3. (Vieilli) ou (Péjoratif) Mère célibataire. Mère de famille qui n'a pas eu et n'a pas de mari.
Mais, dans la pratique, celles qu'on appelle des filles-mères sont chichement aidées, tenues en état de mépris et, le plus souvent, jetées à la rue, précipitées aux abîmes.
(Ludovic Naudeau, La France se regarde : Le problème de la natalité, Librairie Hachette, Paris, 1931)
Car ce qu'il faut aujourd'hui à la France affaiblie, c'est du sang nouveau, c'est de la force, c'est de la vie, et la vie peut naître, m'assure-t-on, tout aussi bien de l'amant fort et valide que du mari trop usé avant la noce par celle qu'il a faite.
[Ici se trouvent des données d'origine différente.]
PR #1555, opened 2025-04-03
chore: remove storage tests

pgautier404:


malandis (commented):
All good on the committed changes. We also need to remove the storage examples from running in our GitHub actions.

rishtigupta (approved):
:shipit:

Puissent les amants légitimes et toutes les filles-mères sauver ni plus, ni moins la Patrie, que nos respectables époux modernes conduisent eux-mêmes si rapidement au suicide.
(Jane de Magny et Georges Anquetil, L'Amant légitime ou la Bourgeoise libertine, 1923)
Beaucoup de femmes, dans le but d'échapper aux conséquences de la maternité, se font avorter ; [?]. S'il y a crime en ceci, c'est aux pseudo-moralistes qui trouvent bon de persécuter les filles-mères et de leur fermer toutes les portes que doit revenir la principale responsabilité.
(Jean Marestan, L'Éducation Sexuelle, Éditions de la « Guerre Sociale », 1910)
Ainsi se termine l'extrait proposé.